The latest issue of the UCLA Lawyer magazine has a series of Q&As with yours truly about my book Corporate Governance after the Financial Crisis. I'm reprinting the Q&As in this series of blog posts. As the article intro explains, the book argues "that federalizing corporate governance impinges on state sovereignty, hobbles corporate efficiency and shortchanges both investors and the American taxpayer .... Professor Bainbridge offers an incisive analysis of the landscape-altering Sarbanes-Oxley and Dodd-Frank acts, responses to the near-cataclysmic economic downturns of the last decade," which "advances a critical dialogue about the limits of crisis-driven public policy."
Q: You argue against the conventional wisdom that problems of corporate governance led to the financial crisis of 2008. Why?
A: There is little evidence that poor corporate governance practices contributed to either the economic turmoil of the last decade in general or the declining competitiveness of U.S. capital markets. In the wake of the tech stock bubble, Bengt Holmstrom and Steven Kaplan published a comprehensive review of U.S. corporate governance that concluded the U.S. corporate governance regime was “well above average” in the global picture. Even when the fallout from the bubble was taken into account, returns on the U.S. stock market equaled or exceeded those of its global competitors during five time periods going back as far as 1982. Likewise, U.S. productivity exceeded that of its major Western competitors. In general, the trend with respect to major corporate governance practices had been toward enhanced management efficiency and accountability.

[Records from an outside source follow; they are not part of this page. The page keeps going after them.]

PR #2311, opened 2024-06-25
Change for sliding plane when relative frame is used

FabianYan2010:
## Proposed Changes
In some cases we use relative frame for rotor zone to perform URANS, e.g., in aeroelasticity analysis, we want the grid movement comes only from blade deformation. The problem is that the sliding plane in SU2 works only for absolute frame. In relative frame, the grid is not rotating, so the interpolation at sliding interface is not changed as time step is marching. The proposed changes rotate the sliding interface in accordance with physical time steps to perform interpolation. This function is activated only for relative frame. The grid itself is not rotating.
Currently, this is only implemented in CNearestneighbor class, other interpolation method should be changed as well in the near future.

## Related Work

## PR Checklist


TestCases/turbomachinery/axial_stage_full_annulus_unsteady/rotor_FA_Unsteady.cfg
```diff
@@ -0,0 +1,22 @@
+%%%%%%%%%%%%%%%%%%%%%%%%%%%%%%%%%%%%%%%%%%%%%%%%%%%%%%%%%%%%%%%%%%%%%%%%%%%%%%%%
+%                                                                              %
+% SU2 configuration file                                                       %
+% Case description: 2D Axial stage                                             %
+% Author: S. Vitale                                                            %
+% Institution: Delft University of Technology                                  %
+% Date: Feb 28th, 2017                                                         %
+% File Version 5.0.0"cardinal"                                                 %
```
bigfooted, line 8: Change authorship and get the credit that you deserve... Can you also add all new testcases to the regression tests, at least put it into parallel_regression.py

pcarruscag (commented):
Can you make this a config option as I mentioned before?
The large solution files need to be in the TestCases repo instead of together with the code.

pcarruscag:
Rebased this branch onto current `develop` and applied a few fixes found during review:

**Bug fixes**
- The donor-velocity rotation in `CInterface::BroadcastData` was gated only on `donor_config->GetBoolRelFrame_SlidingPlane()`, while the coordinate rotation in `CNearestNeighbor::SetTransferCoeff` uses `donor OR target`. Made the velocity gate match (OR), otherwise a config that only sets the flag on the target zone gets correctly-matched coordinates but unrotated velocities.
- `GetDonor_Velocity_RotatingFrame`'s target-side branch read `TimeIter` from `donor_config` instead of `target_config`.
- The per-target-vertex rotation matrix (and rotated target coordinate) in `CNearestNeighbor::SetTransferCoeff` was being recomputed inside the innermost per-donor-candidate loop; hoisted it out since it's invariant across all donor candidates for a given target vertex/zone pair. This matters because this feature makes the interpolation recompute every time step.
- `CMultizoneDriver` now only treats a `ROTATING_FRAME` zone as needing a per-timestep transfer-coefficient refresh when `RELATIVE_FRAME_SLIDINGPLANE` is actually enabled, so existing `ROTATING_FRAME` + sliding-interface setups that don't use this feature don't pay a new per-timestep cost.
- Fixed copy-pasted Doxygen comments (`target_config`/`target_geometry` were both labeled "the donor mesh") and cleaned up trailing whitespace.

**Test case / data files**
- `TestCases/sliding_interface/inlet_distortion_relative_frame/`'s `.dat` mesh/solution/profile files were committed directly into this repo, but `TestCases/.gitignore` reserves that pattern for the sibling `su2code/TestCases` data repo (same as every other `sliding_interface/*` case, e.g. `rotating_cylinders.su2`). Moved them there: su2code/TestCases#204 (also recovered the mesh files and initial restart solutions, which existed in this branch's history — commit 3f5d63d — but had been dropped before the PR's current state, so the case couldn't actually run at all as submitted).
- Also found the inlet-profile filenames didn't match `RESTART_ITER=1` (SU2's existing multizone/unsteady file-naming convention expects `Inlet_Distortion_<zone>_00001.dat` for `RESTART_ITER=1`, not `_00000`) — fixed by renaming in the TestCases PR.
- Wired the case into `parallel_regression.py`/`serial_regression.py` (with a reduced `TIME_ITER=5` for CI, following the existing `uniform_flow` pattern) using `test_vals` from an actual local run with the fixes applied.

**Still needed before this can pass CI as-is:** su2code/TestCases#204 needs to merge first (or `regression.yml`'s `-c develop` temporarily pointed at that branch) since the new regression entry's mesh/solution/profile data lives there, not in this repo.

🤖 Generated with [Claude Code](https://claude.com/claude-code)

TestCases/serial_regression.py
```diff
@@ -985,6 +985,17 @@ def main():
...
+    inlet_distortion_relative_frame         = TestCase('inlet_distortion_relative_frame')
+    inlet_distortion_relative_frame.cfg_dir   = "sliding_interface/inlet_distortion_relative_frame"
+    inlet_distortion_relative_frame.cfg_file  = "duct_unsteady.cfg"
+    inlet_distortion_relative_frame.test_iter = 4
+    inlet_distortion_relative_frame.test_vals = [4.000000, 0.000000, -0.100233, -0.079874]
+    inlet_distortion_relative_frame.tol       = 0.000001
+    inlet_distortion_relative_frame.unsteady  = True
+    inlet_distortion_relative_frame.multizone = True
+    test_list.append(inlet_distortion_relative_frame)
+
```
pcarruscag:
```suggestion
```

pcarruscag (commented):
I removed the test because it was too large, almost 1 minute.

Pay for performance compensation schemes, takeovers, restructurings, increased reliance on independent directors and improved board of director processes all tended to more effectively align management and shareholder interests.
As far as the economic crisis following the bursting of the housing bubble, “[a] striking aspect of the stock market meltdown of 2008 is that it occurred despite the strengthening of U.S. corporate governance over the past few decades and a reorientation toward the promotion of shareholder value.” A recent report commissioned by the New York Stock Exchange reached the same conclusion, finding that “the current corporate governance system generally works well.”